In other words, my setup before the model.eval() call in the infer.py script looks as follows at this point (model is substituted for vitstr_tiny; and model = torch.load("vitstr_tiny_patch16_224.pth")):

  vitstr_tiny = ViTSTR(patch_size=16, embed_dim=192, depth=12, num_heads=3, mlp_ratio=4, qkv_bias=True, in_chans=1)
  new_state_dict = get_state_dict(model)
  vitstr_tiny.load_state_dict(new_state_dict)
  vitstr_tiny.eval() 

However, at first, I'd faced a range of errors related to the key names in the new_state_dict dictionary. Later, I fixed them by changing name = k[7:] to name = k[14:] in the function below: https://github.com/roatienza/deep-text-recognition-benchmark/blob/fb06d18bde4e62e728208ba3274390b8a615418a/test.py#L228-L234

The aim of such an act was to modify the key names of the dictionary in order to process it correctly, according to what the ViTSTR model waits for.
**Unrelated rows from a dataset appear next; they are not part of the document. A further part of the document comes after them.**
PR #3455, opened 2019-08-07
make CRI text adjustable

vandenman:
implements https://github.com/jasp-stats/INTERNAL-jasp/issues/397 and makes the text for credible interval and median adjustable for the prior and posterior plots.

the change to `JASP-Engine/JASPgraphs/man/PlotRobustnessSequential.Rd` is because I forgot to call `devtools::document()` last time.

@gibbona1 please let me know if this does all that you wanted!

### DIFF
--- a/JASP-Engine/JASPgraphs/DESCRIPTION
+++ b/JASP-Engine/JASPgraphs/DESCRIPTION
@@ -1,7 +1,7 @@
 Package: JASPgraphs
 Type: Package
 Title: Custom graphs for JASP
-Version: 0.3.4
+Version: 0.3.5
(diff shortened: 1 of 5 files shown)


gibbona1:
The changes are good! Adjusting the Median text and CI works great.
For one of the analyses I'm rewriting I have "median Log OR = " as mediantxt, which is already pretty lengthy, and if I change it to say "long median Log OR = " there will be some text cutoff from the pizza plot. I don't think this is much to worry about though
priorposteriormediantext

vandenman:
@FransMeerhoff 	@boutinb I think this is good to be merged!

Anyway, I still see errors, but now they are related to size mismatching. My guess is that there's something wrong either with the .pth file for the ViTSTR-Tiny model (vitstr_tiny_patch16_224.pth) or with my setup of hyperparameters in the vitstr_tiny variable. See an example of the error:

RuntimeError: Error(s) in loading state_dict for ViTSTR:
        size mismatch for head.weight: copying a param with shape torch.Size([96, 192]) from checkpoint, the shape in current model is torch.Size([1000, 192]).
        size mismatch for head.bias: copying a param with shape torch.Size([96]) from checkpoint, the shape in current model is torch.Size([1000]).

Interestingly, I've noticed that I didn't manage to run the inference neither of pretrained models that have the .pth extension (in our case, it turns out that they are representatives of the collections.OrderedDict class). But a few remaining models with the .pt extension run successfully without any modification in infer.py. Needless to say, I've set up my environment according to the requirements.txt file.
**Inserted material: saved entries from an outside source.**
PR #3457, opened 2019-08-07
Reliability Analysis now uses jaspResults

gibbona1:
**reliabilityanalysis.R**
Now using jaspResults

**test-reliabilityanalysis.R**
Added error handling unit test

**ReliabilityAnalysis.qml**
removed `usesJaspResults: false` as default is `true`


JASP-Engine/JASP/R/reliabilityanalysis.R
```diff
@@ -15,479 +15,456 @@
...
+             perform = perform,
+             type    = "infinity",
+             infinity.target = options$variables,
+             exitAnalysisIfErrors = TRUE)
+} 
+
+# Results functions ----
+.reliabilityComputeResults <- function (jaspResults, dataset, options, ready) {
+  
+  if (!ready) return()
```
TimKDJ: Why not check the status of `ready` in the table function? Otherwise you have to do it in multiple places.

JASP-Engine/JASP/R/reliabilityanalysis.R
```diff
@@ -15,479 +15,456 @@
...
+  }
+  
+  if (options$missingValues == "excludeCasesListwise") 
+    exclwise = " listwise"
+  else 
+    exclwise = " pairwise"
+  
+  variables <- unlist(options$variables)
+  nObs      <- nrow(dataset)
+  nExcluded <- sum(!complete.cases(dataset))
```
TimKDJ: `dataset` can be `NULL`, in which case you get an error. You should probably have already returned at this point by checking `ready`

JASP-Engine/JASP/R/reliabilityanalysis.R
```diff
@@ -15,479 +15,456 @@
...
+.reliabilityScaleFill <- function(jaspResults, dataset, options, relyFit, ready) {
+  results   <- list()
+  nObs      <- nrow(dataset)
+  nVar      <- ncol(dataset)
+  variables <- unlist(options$variables)
+  options   <- .reliabilitySetAlphaNms(options)
+  
+  if(ready){
+    #Initialise all as null
+    alpha <- lambda <- omega <- glb <- rho <- mu <- sd <- lower <- upper <- NULL
```
TimKDJ: You don't have to pre-initialize these. In your jaspTable you can set `$showSpecifiedColumnsOnly <- TRUE` so only the columns which have their info set through `$addColumnInfo()` will be shown. All the other columns -- even those with data -- are discarded. This also removes the need for all the if statements below.

JASP-Engine/JASP/R/reliabilityanalysis.R
```diff
@@ -15,479 +15,456 @@
...
+        else # a useable value
+          glb  <- relyFit$glb
+      }
+      if (options[["confAlpha"]]) {
+        lower <- relyFit[["ciAlpha"]][1]
+        upper <- relyFit[["ciAlpha"]][2]
+      }
+    }
+  } else #Initialise all as "."
+    alpha <- lambda <- omega <- glb <- rho <- mu <- sd <- lower <- upper <- "."
```
TimKDJ: This is more of an old-style kinda thing. Returning a table without any rows generates one row of dots for you automatically.

JASP-Engine/JASP/R/reliabilityanalysis.R
```diff
@@ -15,479 +15,456 @@
...
+    only be calculated for three or more variables.")
+    scaleTable$addFootnote(message, symbol = "<em>Note.</em>")
+  }
+  
+  jaspResults[["scaleTable"]] <- scaleTable
+  
+  # Compute/get the results
+  relyFit <- .reliabilityComputeResults(jaspResults, dataset, options, ready)
+  
+  res <- try(.reliabilityScaleFill(jaspResults, dataset, options, relyFit, ready))
```
TimKDJ: I don't think `reliabilityScaleFill` can actually fail, so this `try` bit is not necessary

JASP-Engine/JASP/R/reliabilityanalysis.R
```diff
@@ -15,479 +15,456 @@
...
 
+.reliabilityItemTable <- function (jaspResults, dataset, options, ready) {
+  if (!(options$alphaItem || options$gutmannItem || options$itemRestCor ||
+        options$meanItem  ||options$mcDonaldItem || options$sdItem))
+    return()
+  
+  if (!is.null(jaspResults[["itemContainer"]][["table"]])) 
+    return()
+  
+  jaspResults[["itemContainer"]] <- createJaspContainer("Item Statistics")
```
TimKDJ: There can only be one item statistics table, right? Because then we don't need the container around it.

JASP-Tests/R/tests/testthat/test-reliabilityanalysis.R
```diff
@@ -60,10 +60,18 @@ test_that("Reverse scaled items match", {
...
          0.81017314606981, 0.831119838017159)
   )
+})
+
+test_that("Analysis handles errors - Infinity", {
+  options <- jasptools::analysisOptions("ReliabilityAnalysis")
+  options$variables <- c("debInf")
+  results <- jasptools::run("ReliabilityAnalysis", "test.csv", options)
+  errorMsg <- results[["results"]][["errorMessage"]]
+  expect_is(errorMsg, "character")
```
TimKDJ: Same comment as I made earlier; check for `"validationError"` in `results[["status"]]`

JASP-Engine/JASP/R/reliabilityanalysis.R
gibbona1: Will I remove the container then? I was trying to keep the layout the same as before

TimKDJ: Ah, yeah, I don't really understand why we have 
-> Item Statistics
--> Item Reliability Statistics

I think the outer container doesn't add any information and can just be removed to be inline with other analyses

TimKDJ:
I'm guessing you just haven't pushed the commit yet that has the resolved stuff?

@roatienza, I hope you're doing great! I would really appreciate it if you could look into the aforementioned issues and elaborate on them a little bit as well. Another surprising thing I've seen was that there are no implementations of ViTSTR-Tiny in OCR-related frameworks such as docTR, for example. I bet the reason might be the difficulty of this model reproducibility.

artyommatveev commented 1 month ago

Okay, I just looked at the README.md file and a few other closed issues more thoroughly, and, if I got it correctly, pretrained models with the .pth extension are not suitable for the infer.py script. Put differently, one should use test.py so as to run models with such an extension; the infer.py script is only for .pt models, so to speak. I'm going to check it out a bit later and get back with some feedback right away.

artyommatveev commented 1 month ago

Yeah, everything works correctly using the prompt from here. So, the conclusion is that if you want to run the inference of a pretrained model that has the .pth file extension, you should use the test.py script in order to do that.

minhduc01168 commented 1 week ago

@artyommatveev Have you written the predict code for the .pth model yet? Can you give me a reference to it? Thank you.